IGen: Scalable Data Generation for Robot Learning from Open-World Images
IGen is a scalable data generation system for robot learning from open-world images. Instead of relying on labor-intensive teleoperation, IGen takes diverse images from the real world and automatically synthesizes robot trajectories for various tasks. With these generated data, we can train robot policies that transfer to real robots and perform effective manipulation in the real world — without any human teleoperation data.
Abstract
The rise of generalist robotic policies has created an exponential demand for large-scale training data. However, on-robot data collection is labor-intensive and often limited to specific environments. In contrast, open-world images capture a vast diversity of real-world scenes that naturally align with robotic manipulation tasks, offering a promising avenue for low-cost, large-scale robot data acquisition. Despite this potential, the lack of associated robot actions hinders the practical use of open-world images for robot learning, leaving this rich visual resource largely unexploited. To bridge this gap, we propose IGen, a framework that scalably generates realistic visual observations and executable actions from open-world images. IGen first converts unstructured 2D pixels into structured 3D scene representations suitable for scene understanding and manipulation. It then leverages the reasoning capabilities of vision-language models to transform scene-specific task instructions into high-level plans and generate low-level actions as SE(3) end-effector pose sequences. From these poses, it synthesizes dynamic scene evolution and renders temporally coherent visual observations. Experiments validate the high quality of visuomotor data generated by IGen, and show that policies trained solely on IGen-synthesized data achieve performance comparable to those trained on real-world data. This highlights the potential of IGen to support scalable data generation from open-world images for generalist robotic policy training. Code for IGen will be made publicly available.
Method
Given an open-world image and a task description, IGen first reconstructs the environment and objects as point clouds via Foundation Vision Models.
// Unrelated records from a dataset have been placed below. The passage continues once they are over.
PR #9333, opened 2025-03-20
Double clicking plots focuses them now in other panels

Wumpf:
Double click on a time series (line or scatter) will now not reset the view but instead perform the viewer's "focus" action - this causes scroll-to in blueprint & streams panels.
Furthermore, since this is now relevant due to multi-scalar per entity, double click selects now the entire entity rather than an instance (similar to double clicking a point cloud point)

https://github.com/user-attachments/assets/da195f8b-4958-4deb-b1a3-4743732cd0b2

### DIFF
--- a/crates/viewer/re_view_time_series/src/view_class.rs
+++ b/crates/viewer/re_view_time_series/src/view_class.rs
@@ -65,6 +65,9 @@ pub struct TimeSeriesViewState {
     /// (e.g. to avoid `hello/x` and `world/x` both being named `x`), and this knowledge must be
     /// forwarded to the default providers.
     pub(crate) default_names_for_entities: HashMap<EntityPath, String>,
+
+    /// Whether to reset the plot bounds next frame.
+    reset_bounds_next_frame: bool,
 }
 
 impl Default for TimeSeriesViewState {
@@ -72,10 +75,16 @@ impl Default for TimeSeriesViewState {
         Self {
             is_dragging_time_cursor: false,
             was_dragging_time_cursor: false,
-            saved_auto_bounds: Default::default(),
+            saved_auto_bounds: egui::Vec2b {
+                // Default x bounds to automatically show all time values.
+                x: true,
+                // Never use y auto bounds: we dictated bounds via blueprint under all circumstances.
+                y: false,
+            },
             scalar_range: [0.0, 0.0].into(),
             time_offset: 0,
             default_names_for_entities: Default::default(),
+            reset_bounds_next_frame: false,
         }
     }
 }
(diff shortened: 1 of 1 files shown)


jprochazk:
Is this the expected behavior? When I zoom out and double-click, it "expands" the plot to fit the zoom level. Resetting to default blueprint doesn't undo this. I don't know if this is the intended behavior, but it doesn't seem right

https://github.com/user-attachments/assets/192ce347-c329-4443-bb16-a590cba254ec

Wumpf:
Good catch, I clearly broke something there. It even shows in the video I posted on the PR, totally missed that 🤦

Wumpf:
fixed & updated description video

jprochazk:
Am I supposed to be able to select a single instance of e.g. the scatter plot in the plots example? I can't seem to be able to do that. But that doesn't work on `main` either. Double-clicking seems to just do the same thing as single-click.

As for the zooming behavior, it seems to work now. There is still one hiccup, but not sure how actionable it is. If I zoom into the scatter plot, and double click without moving my mouse, the scatter plot stretches like in my original video. After moving my mouse, it goes back to normal. This is in the web viewer, I have not tested the native viewer. Zooming out works well.

https://github.com/user-attachments/assets/356697a8-5c76-443a-8913-3a9f2d61db30

jprochazk:
Weirdly enough, the zoom-in into double-click issue is the exact same on `main`, but there it only happens for a single frame.

https://github.com/user-attachments/assets/091089f8-8915-4139-8bab-bcb4faed953e

jprochazk (approved):
Code-wise LGTM, not sure how actionable the other stuff is.

Wumpf:
> Am I supposed to be able to select a single instance (/point) of e.g. the scatter plot in the plots example? I can't seem to be able to do that. But that doesn't work on main either.

Known issue, that's the same problem we have when clicking a point in a point cloud with time series ranges: selections aren't time line aware

> Double-clicking seems to just do the same thing as single-click.

That shouldn't be the case though. Single click shouldn't perform the focus action. Regarding what is selected  they are expected to be the same iff you have a single series. So I think we're talking about the same thing, but the time aspect is indeed confusing 🤔 

> If I zoom into the scatter plot, and double click without moving my mouse, the scatter plot stretches like in my original video. After moving my mouse, it goes back to normal. This may just be a missing request_redraw somewhere.

Uhoh. Want to have a look at this, your assessment sounds about right. Thank you!

Wumpf:
fixed the delayed adjustment bug with another repaint. sucks a bit that that is needed, but this will do for now

PR #9335, opened 2025-03-20
Fix rust analyzer in VSCode not running properly on test files

Wumpf:
Rust analyzer wouldn't check any files in tests directories properly for me and others using VSCode.

Removing the override commands for check (and for build for good measure) fixes the issue for me: local testing showed that explicit target-dir specification there doesn't seem to be necessary (we have a different target dir for rust analyzer so one can run bacon/clippy/builds while rust analyzer is performing checks)

Also I removed the removed `invocationStrategy` options (they no longer had any effect)

### DIFF
--- a/.vscode/settings.json
+++ b/.vscode/settings.json
@@ -16,7 +16,7 @@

After spatial keypoint extraction, Vision-Language-Model maps the task description to high-level plans and low-level control commands. During the robot’s execution in simulation, a virtual depth camera captures the motion point cloud sequences. The resulting end-effector pose trajectory is used to synthesize dynamic point-cloud sequences, which are then rendered frame-by-frame into visual observations of the manipulation. The final output consists of the generated robot actions and the visual observations.
Starting from a captured real-world scene image, IGen automatically generates 1,000 task demonstrations with spatial randomization. The resulting data are used to train a visuomotor policy, which is later deployed and evaluated in the real world. The result suggest that IGen can serve as an effective and scalable alternative to human teleoperation for training robot policies.